2024-08-19 カリフォルニア大学サンディエゴ校(UCSD)
<関連情報>
- https://today.ucsd.edu/story/simulations-from-atom-to-organ-reveal-novel-treatment-mechanisms-for-heart-failure
- https://www.pnas.org/doi/10.1073/pnas.2322077121
マルチスケールモデリングにより、2′-デオキシ-ATPが心不全の心室機能をどのように回復させるかが明らかになった Multiscale modeling shows how 2’-deoxy-ATP rescues ventricular function in heart failure
Abigail E. Teitgen, Marcus T. Hock, Kimberly J. McCabe, +6, and Andrew D. McCulloch
Proceedings of the National Academy of Sciences Published:August 22, 2024
DOI:https://doi.org/10.1073/pnas.2322077121
Significance
Myosin activators can improve cardiac function in heart failure with reduced ejection fraction. However, it is not fully understood how the molecular effects of these drugs lead to improvements in ventricular function. We used a multiscale modeling analysis spanning atom to organ system scales to link the molecular mechanisms of 2’-deoxy-ATP (dATP), a myosin activator, to changes in contraction and relaxation at multiple scales of function. Multiscale modeling allowed us to identify therapeutic mechanisms of dATP at each of these scales, which can be extended to other candidate therapeutics.
Abstract
2’-deoxy-ATP (dATP) improves cardiac function by increasing the rate of crossbridge cycling and Ca2+ transient decay. However, the mechanisms of these effects and how therapeutic responses to dATP are achieved when dATP is only a small fraction of the total ATP pool remain poorly understood. Here, we used a multiscale computational modeling approach to analyze the mechanisms by which dATP improves ventricular function.
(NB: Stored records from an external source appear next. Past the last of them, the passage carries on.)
PR #104, opened 2022-10-12
Flatten reconcile call and pull out step like functions

### LINKED ISSUE #88: rename reconcileNormal to doRconsile or a similar more descriptive name.

### LINKED ISSUE #97: Check if we can improve readbility be reducing number of function params
The one param per line comes from the python black style to me. I can let that go but what should we do with long lines? I need to wrap it at some point to fit into a screen :) What would be the place of the split? In your example you split at after some parameters in a single line then switched to one line per param for the rest of the params. 

Maybe we have too many params for a single function call and we should wrap the params to a single struct.

_Originally posted by @gibizer in https://github.com/openstack-k8s-operators/nova-operator/pull/87#discussion_r992191441_

gibizer:
1. Get rid of reconcile() and reconcileNormal() by flattening that step of the hierarchy
2. Pull out ensure* like step functions from Reconcile() to make that function a high level description of the steps we need to make the given CR reconciled.

Closes #88 
Closes #97


controllers/nova_controller.go
```diff
@@ -124,8 +123,42 @@ func (r *NovaReconciler) Reconcile(ctx context.Context, req ctrl.Request) (resul
...
+		return ctrl.Result{}, nil
+	}
+
+	result, err = r.ensureAPI(ctx, h, instance, cell0Template, cell0DB, apiDB)
+	if err != nil {
+		return result, err
+	}
+
+	return ctrl.Result{}, nil
 }
```
SeanMooney, line 162: this looks ok to me.

that said im really tempted to factor this out into a list of tuples [(function poirnt , tuple of args)]
then have a for loop over it which will centralise the cleanup. but its over kill here espcialy since fomr othe the function liek ensureApi are condition on the ready state.

controllers/nova_controller.go
```diff
@@ -174,13 +207,63 @@ func (r *NovaReconciler) initConditions(
...
+			targetCondition,
+			condition.RequestedReason,
+			condition.SeverityInfo,
+			condition.DBReadyRunningMessage))
+		return ctrlResult, nil
+	}
+
+	instance.Status.Conditions.MarkTrue(targetCondition, condition.DBReadyMessage)
+
+	return ctrl.Result{}, nil
```
SeanMooney, line 263: i also feel like we can factor this out into a loop not sure it will be cleaner.
i think im going to try and revisit this after we have this merged when we have some more time like i did for the contoler regeistartion.

there is defintly common code that could be factored out but it might not be worth the effort so im going to think about this a little more before 
trying to factor it out.

controllers/novaapi_controller.go
```diff
@@ -361,6 +328,56 @@ func (r *NovaAPIReconciler) generateServiceConfigMaps(
...
+	} else if (ctrlResult != ctrl.Result{}) {
+		util.LogForObject(h, "Deployment in progress", instance)
+		instance.Status.Conditions.Set(condition.FalseCondition(
+			condition.DeploymentReadyCondition,
+			condition.RequestedReason,
+			condition.SeverityInfo,
+			condition.DeploymentReadyRunningMessage))
+		// It is OK to return success as we are watching for Deployment changes
+		return ctrlResult, nil
+	}
```
SeanMooney, line 362: so one common patteren i am seeeing is we call a function and check if the error is nil and the result is an expected value with and have two data callbacks


so i think we coudl transform this to something liek sthis
```
myVar = HandelError(depl.CreateOrPatch(ctx, h), ctrl.Result{}, instance.Status.Conditions.Set, condition.FalseCondition(...), condition.FalseCondition(...) )

```
where Handel error is  somehting like this
```
HandelError(reult_tuple:(ctrl.Result, error), expected_result: ctrl.Result, error_fuction:interface{}, result_mismatch_payload:condition.FalseCondition, error_payload:condition.FalseCondition)
```
the problem is without thei callling panic or using a goto which is worse i dont see any way to have HandelError return form the calling function which
would still require uss to have it return and error and check that.

so for now i think we are stuck with this.

if i come up with something better ill let you know.

controllers/novaconductor_controller.go
```diff
@@ -127,7 +127,55 @@ func (r *NovaConductorReconciler) Reconcile(ctx context.Context, req ctrl.Reques
 		}
 	}()
 
-	return r.reconcileNormal(ctx, h, instance)
+	// TODO(gibi): Can we use a simple map[string][string] for hashes?
+	// Collect hashes of all the input we depend on so that we can easily
+	// detect if something is changed.
+	hashes := make(map[string]env.Setter)
```
SeanMooney, line 133: ya i have been wondering the same thing.
im not entirly sure why it needs to be an env.Setter

controllers/novaconductor_controller.go
```diff
@@ -127,7 +127,55 @@ func (r *NovaConductorReconciler) Reconcile(ctx context.Context, req ctrl.Reques
...
+
+	secretHash, result, err := ensureSecret(
+		ctx,
+		types.NamespacedName{Namespace: instance.Namespace, Name: instance.Spec.Secret},
+		// TODO(gibi): Add the rest of the secret fields here when they are
+		// needed for the controller to reconcile.
+		[]string{
+			// TODO(gibi): This is hardcode here until wil agree one the Secret
+			// handling tracked in issues/79
+			"NovaCell0DatabasePassword",
```
SeanMooney, line 143: ack

SeanMooney (approved):
i have a few comments inlien but nothing to prevent this  merging so approving ill hold on merging this until we sync in our call in a few minutes but if there are no objections or concerns ill merged this afterwards.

We integrated atomistic simulations of prepowerstroke myosin and actomyosin association, filament-scale Markov state modeling of sarcomere mechanics, cell-scale analysis of myocyte Ca2+ dynamics and contraction, organ-scale modeling of biventricular mechanoenergetics, and systems level modeling of circulatory dynamics. Molecular and Brownian dynamics simulations showed that dATP increases the actomyosin association rate by 1.9 fold. Markov state models predicted that dATP increases the pool of myosin heads available for crossbridge cycling, increasing steady-state force development at low dATP fractions by 1.3 fold due to mechanosensing and nearest-neighbor cooperativity. This was found to be the dominant mechanism by which small amounts of dATP can improve contractile function at myofilament to organ scales. Together with faster myocyte Ca2+ handling, this led to improved ventricular contractility, especially in a failing heart model in which dATP increased ejection fraction by 16% and the energy efficiency of cardiac contraction by 1%. This work represents a complete multiscale model analysis of a small molecule myosin modulator from single molecule to organ system biophysics and elucidates how the molecular mechanisms of dATP may improve cardiovascular function in heart failure with reduced ejection fraction.